[lvm-devel] [PATCH v2] Add --align parameter to pvcreate
Dave Wysochanski
dwysocha at redhat.com
Mon Feb 2 16:28:48 UTC 2009
On Fri, 2009-01-30 at 12:56 +0100, Milan Broz wrote:
> (added lvm.conf value and fixed precedence when restoring from backup)
>
> --
> Add --align parameter to pvcreate.
>
> Some RAID controllers suggest align volumes
> to stripe or chunk size.
>
> Currently lvm2 align LVs to underlying MD device chunk automatically,
> but there is no proper way to set this parameter directly
> for other RAID drivers.
>
> Note that it is not as the same as metadata area size.
>
> I think we should provide possibility for system administrator
> to force PV data payload alignment during PV creation.
> (Also it is adminitrator or distro installator responsibility
> to set proper physical extent size later during vgcreate.)
>
> Patch adds --align to pvcreate (default is size in KB).
> Also it add pv_alignment to device section of lvm.conf,
> where the default PV alignment can be specified.
>
> pe_align() function now takes force_align parameter, which
> can overwite data aligmnent if set to non-zero.
>
> Patch also fixes that after vgremove the orphan PV data align
> value is not rewritten by default.
>
> Signed-off-by: Milan Broz <mbroz at redhat.com>
> ---
> WHATS_NEW | 1 +
> doc/example.conf | 16 +++++++++---
> lib/format_text/format-text.c | 13 +++++++---
> lib/metadata/metadata-exported.h | 1 +
> lib/metadata/metadata.c | 50 ++++++++++++++++++++++++++++++-------
> lib/metadata/metadata.h | 2 +-
> man/pvcreate.8.in | 7 +++++
> tools/args.h | 1 +
> tools/commands.h | 5 ++-
> tools/pvcreate.c | 18 +++++++++++++-
> tools/vgconvert.c | 2 +-
> 11 files changed, 93 insertions(+), 23 deletions(-)
>
> diff --git a/WHATS_NEW b/WHATS_NEW
> index 29c3cd2..c9b3d8e 100644
> --- a/WHATS_NEW
> +++ b/WHATS_NEW
> @@ -1,5 +1,6 @@
> Version 2.02.45 -
> ===================================
> + Add --align parameter to pvcreate to allow specify payload align directly.
> Replace internal vg_check_status() implementation.
> Rename vg_read() to vg_read_internal().
>
> diff --git a/doc/example.conf b/doc/example.conf
> index 16cefb2..3bcfff0 100644
> --- a/doc/example.conf
> +++ b/doc/example.conf
> @@ -86,7 +86,7 @@ devices {
> # If sysfs is mounted (2.6 kernels) restrict device scanning to
> # the block devices it believes are valid.
> # 1 enables; 0 disables.
> - sysfs_scan = 1
> + sysfs_scan = 1
>
> # By default, LVM2 will ignore devices used as components of
> # software RAID (md) devices by looking for md superblocks.
> @@ -98,6 +98,14 @@ devices {
> # 1 enables; 0 disables.
> md_chunk_alignment = 1
>
> + # Default alignment (in KB) for PV, data payload will be aligned
> + # to multiple of this boundary.
> + # If not defined (or set to zero) alignment will be 64k or page size,
> + # if page size is bigger.
> + # Also note that specialized alignment (md_chunk_alignment) takes
> + # precedence before this setting.
> + #pv_alignment = 4096
> +
> # If, while scanning the system for PVs, LVM2 encounters a device-mapper
> # device that has its I/O suspended, it waits for it to become accessible.
> # Set this to 1 to skip such devices.
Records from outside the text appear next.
PR #1668, opened 2019-07-04
core: Refactor to ./incompatibilities/platform

sebn:
So we can later introduce new types of incompatibilities.

The `platform` name will make it easier to know who files/dirs are
incompatible with (is it the current platform? the Cozy ? the
synchronization client ?) and also in which direction the checks
are relevant.

Moving it to a subdir will make it easier to group/find all the
incompatibility types.

Using the *incompatibilities*  wording for module/types/functions (vs
the old *issues* suffix in function names & the old module name) better
matches the rest of the codebase (`Metadata#incompatibilities`,
`gui/js/incompatibilitiesmsg`... same name everywhere!).

Also replace the *path* wording with *platform* when relevant, to make
it easier to understand the link between types/functions & the new
module. Renaming conflicting type/function in `./metadata`.

Also move from `function` style to arrow functions, improve a few
comments & make them jsdoc-compatible.

This commit is refactoring only.
New types of incompatibilities will be introduced in subsequent ones.

---

- [ ] PR is not too big


sebn:
@taratatach Early feedback welcome!

test/unit/incompatibilities/platform.js
```diff
@@ -2,19 +2,22 @@
 
 const should = require('should')
 
-const pathRestrictions = require('../../core/path_restrictions')
-const { detectNameIssues, detectPathLengthIssue } = pathRestrictions
-
-describe('path_restrictions', () => {
-  describe('detectNameIssues', () => {
+const pathRestrictions = require('../../../core/incompatibilities/platform')
```
taratatach: `platformIncompatibilities`?

PR #1677, opened 2019-07-12
[WIP] core: Use AtomWatcher on macOS

sebn:
So we can:

- Drop the whole chokidar namespace (sort of)
- Get rid of the 10s delay
- Lower resources consumption

---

This should only be needed
> @@ -129,7 +137,7 @@ log {
> # There are 6 syslog-like log levels currently in use - 2 to 7 inclusive.
> # 7 is the most verbose (LOG_DEBUG).
> level = 0
> -
> +
> # Format of output messages
> # Whether or not (1 or 0) to indent messages according to their severity
> indent = 1
> @@ -175,7 +183,7 @@ backup {
> # Where should archived files go ?
> # Remember to back up this directory regularly!
> archive_dir = "/etc/lvm/archive"
> -
> +
> # What is the minimum number of archive files you wish to keep ?
> retain_min = 10
>
> @@ -193,7 +201,7 @@ shell {
>
> # Miscellaneous global LVM2 settings
> global {
> -
> +
> # The file creation mask for any files and directories created.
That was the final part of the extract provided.